Issue #301, opened 2017-12-15
🙋 PWA support


Olian04:
_This is both a question and a :raising_hand_woman: feature request._

__Question:__ <br>
Since a PWA requires a set of resources to exists along side its `manifest.webmanifest` file. My question is, is there a way to include a file without having its name "scrambled"? This would apply to both the manifest file and its resources. _(Related to https://github.com/parcel-bundler/parcel/issues/280)_

__Feature request:__ <br>
It would be nice to have parcel look through the manifest file for files to include in the build.
For example (partial files):
```html
<!-- index.html -->
<link rel="manifest" href="./manifest.webmanifest">
``` 
```js
// manifest.webmanifest
"icons": [{
      "src": "pwa/icons/48.png",
      "sizes": "48x48",
      "type": "image/png"
    }, {
      "src": "pwa/icons/72.png",
      "sizes": "72x72",
      "type": "image/png"
    }
]
```
Should result in both `manifest.webmanifest` as well as `pwa/icons/48.png` and `pwa/icons/72.png` being included in the build.

Olian04:
The name "scrambling" is a problem when working with service workers as well.
```js
if ('serviceWorker' in navigator) {
    navigator.serviceWorker.register('./service-worker.js')
        .then(function(registration) {
            console.log('Registration successful, scope is:', registration.scope);
        })
        .catch(function(error) {
            console.log('Service worker registration failed, error:', error);
        });
}
```

kennetpostigo:
Given the control and information parcel has about the app it's working on, might be the perfect opportunity for parcel to generate a service worker for us.

Olian04:
@kennetpostigo When you say `generate a service worker` what part of using a service worker do you suggest parcel should generate? IMO a service worker is a script like any other, so its contents couldn't/shouldn't be generate. And the registration of a service worker is a js event (as seen in my previous comment) witch will have to be "subscribable" by the programmer, so this couldn't/shouldn't be generate either. So what part exactly are you suggesting parcel to generate?

kennetpostigo:
@Olian04 well seeing as it knows the assets a site uses, it could cache assets for us automagically.

Olian04:
@kennetpostigo Yes that is true, however caching responses is only one part of a service worker. And since we can't register multiple service workers for the same site the caching should probably be left to the programmer.

kennetpostigo:
[...]

PR #313, opened 2017-12-17
[WIP - Feedback required] Webmanifest support for PWA

ssuman:
PWA requires a set of resources to exists along side its manifest.webmanifest.

#301


mischnic:
I guess this can be closed because #691 got merged?

PR #322, opened 2017-12-17
Normalize filenames to nfc for hfs+

disjukr:
https://github.com/webpack/webpack/pull/1227#issuecomment-120780108


devongovett:
is this only a problem in GlobAsset or elsewhere as well?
--
Only a number is wanted here: how many lines of the data hold the string "site".

2